SPEC-01.04  ·  RESEARCH · OSS

Topographical embedding map of your images and text files.

Your image library and your notes are landscapes, not lists — clusters of similarity, valleys between them, occasional outliers. Muser embeds both into the same kind of map: density becomes elevation, semantic neighborhoods become regions, and you navigate them like terrain. Image embeddings come from CLIP; text from sentence-transformers; the rendering is a topographic map with a radial phylogeny tree underneath for time-ordered similarity.

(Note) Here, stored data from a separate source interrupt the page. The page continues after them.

PR #4194, opened 2026-07-12
docs(integration): ratify real external integration E0 boundaries

zensgit:
## What

Records the owner-ratified E0 boundary for the real external-system integration line. This remains docs-only: it authorizes bounded discovery and evidence collection, not runtime rollout or external writes.

## Ratified decisions

- OD-E3: no values-plane operator read in E0.
- OD-E4: smoke-only; no sandbox apply in E0.
- OD-E5: `externalWrite=false` remains invariant.
- OD-E6: every customer deployment requires its own feasibility gate.
- OD2: `category_rule` is removed from the UI and rejected fail-closed by the server; shipped in #4463 (`fbce9d617`).
- OD6: all listed integrity conditions remain blocking.
- OD-E1/E2 and OD1/OD3/OD4/OD5 stay customer-sample and interview gated.

## Boundary

No E3/E4/E5 authorization, no production apply, no K3 Save/Submit/Audit, no credential or business-value publication, and no change to RC-A. The next permitted work is per-customer read-only feasibility evidence under these gates.

## Verification

- Docs-only diff.
- `git diff --check` passes.
- The cited OD2 implementation merge is an ancestor of current `main`.

PR #4190, opened 2026-07-12
feat(integration): stock-prep T1 — project-row populator + GET /projects values-free endpoint

zensgit:
## Gap (4-lane audit confirmed)

- FE view1 `StockPreparationProjectWorkspaceView.vue`'s only data source is `GET /api/integration/stock-preparation/projects` — this route did not exist on origin/main (grep=0), so the project selector was a dead link and the whole in-UI stock-prep flow (view1 → view2-6) had no entry point besides a manual `?projectId=` deep link.
- The project internal table (`plm_stock_preparation_project`, template role `project`) had **no populator ever** — `stock-preparation-sync-run-persist.cjs` only wrote BATCH/LINE/RUN; `projectId` passed through untouched; the project table stayed permanently empty.

## What landed

**A. Populator** (`plugins/plugin-integration-core/lib/stock-preparation-sync-run-persist.cjs`)
- On a non-skipped commit, upserts the project row through the **same** `createTargetScopedRecordsApi` (no new write surface, no external write).
- Idempotent + immutable-friendly: `queryRecords({filters:{projectId}})` first → absent → `createRecord`; present → `patchRecord` touching **only** `lastSyncRunId` / `lastSyncedAt` / `projectStatus`. The patch payload is a hand-built 3-key object — `owner` (human_preserved) and `sourceProjectNo` / `projectName` are **structurally absent**, not merely "not updated", so a resync can never overwrite them.
- `sourceProjectNo` is now a required populator input (422 `PERSIST_CONFIG_INVALID` if missing); `projectName` is optional passthrough — never invented when the caller doesn't supply one.
- fieldId mapping goes entirely through the scoped API's translation layer (#4160/#4163) — the module never touches a physical fieldId directly.

**B. `GET /api/integration/stock-preparation/projects`** (new `stock-preparation-project-reads.cjs` + `http-routes.cjs` wiring)
- `queryRecords`-only, structurally read-only (mirrors `stock-preparation-snapshot-reads.cjs` / `-confirm-reads.cjs`).
- Read-gated: `requireAccess(req, 'read')` — deliberately broader than the rest of this admin-gated module, since the project selector is the entry point any `integration:read/write/admin` caller needs.
[...]

PR #4163, opened 2026-07-12
fix(stock-preparation): translate logical field keys to physical fieldIds at the scoped records API (#4160)

zensgit:
Fixes #4160.

## Root cause

The frozen MVP templates declare **logical** field keys (`field('snapshotBatchId', 'Snapshot Batch ID', …)`). Provisioning materializes each one as a **derived physical fieldId** — `packages/core-backend/src/multitable/provisioning.ts` `getObjectFieldId()` = `'fld_' + sha1(projectId:objectId:fieldId).slice(0,24)`.

The multitable records service speaks physical ids **only**, and rejects anything else outright:

| service | function | rejection |
|---|---|---|
| `multitable/records.ts:328` | `buildNormalizedPatch` (create/patch) | `Unknown fieldId: <key>` |
| `multitable/query-service.ts:135` | `normalizeQueryFilters` (filters) | `Unknown fieldId: <key>` |

…and the rows it returns are keyed by physical id.

Every stock-preparation module passed logical keys straight through. Against a real multitable, the whole MVP chain 500s on its first write:

```
POST /api/integration/stock-preparation/mvp/sync/persist
{"ok":false,"error":{"code":"VALIDATION_ERROR","message":"Unknown fieldId: snapshotBatchId"}}
```

## The fix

The visual grammar comes from two places. First, the location stamps films use under an establishing shot — TANGIER, MOROCCO typed across the frame as the camera lands somewhere new (The Bourne Identity is the canonical late-90s example, though the grammar is older). Second, the way region names fade in over the map as you cross into a new territory in open-world games (Red Dead Redemption 2's region titling is the cleanest version of this — a name materializes at the edge of the screen, holds, fades out). Both are giving you a name for where you are in space. Muser's cluster labels are the same idea over an embedding space instead of a geographic one.

Stack

CLIP (ViT-B/32)
512-dim image embeddings, pre-trained on 400M image-text pairs. Runs locally on MPS. Easy to swap for ViT-L/14 if quality matters more than speed.
sentence-transformers
Separate text encoder — CLIP's text tower is weaker than dedicated sentence models for prose.
UMAP (cosine)
2D reduction; preserves local structure better than t-SNE, faster at 500+ points, deterministic with random_state.
HDBSCAN
Density clustering with no k — outliers labeled -1 instead of forced into a cluster.
D3.js (d3-contour, d3.stratify)
Topographic isolines and the radial phylogeny tree.
Vanilla JS + Vite
Zero framework overhead; D3 fights React's DOM control, and HMR for tweaking visual parameters is instant.
Python pipeline → static JSON
All embedding work offline; the frontend loads a JSON file. No backend server, no inference at view time.

Process

The pipeline is one direction: images or text in, JSON out. CLIP gives 512-dim vectors; UMAP collapses to 2D with cosine distance to match the normalized embeddings; HDBSCAN groups them. Density is estimated by KDE over the 2D coordinates and rendered by d3-contour as elevation lines. Cluster labels land at the density peak of each cluster. The frontend is dumb on purpose — it just paints what the JSON says.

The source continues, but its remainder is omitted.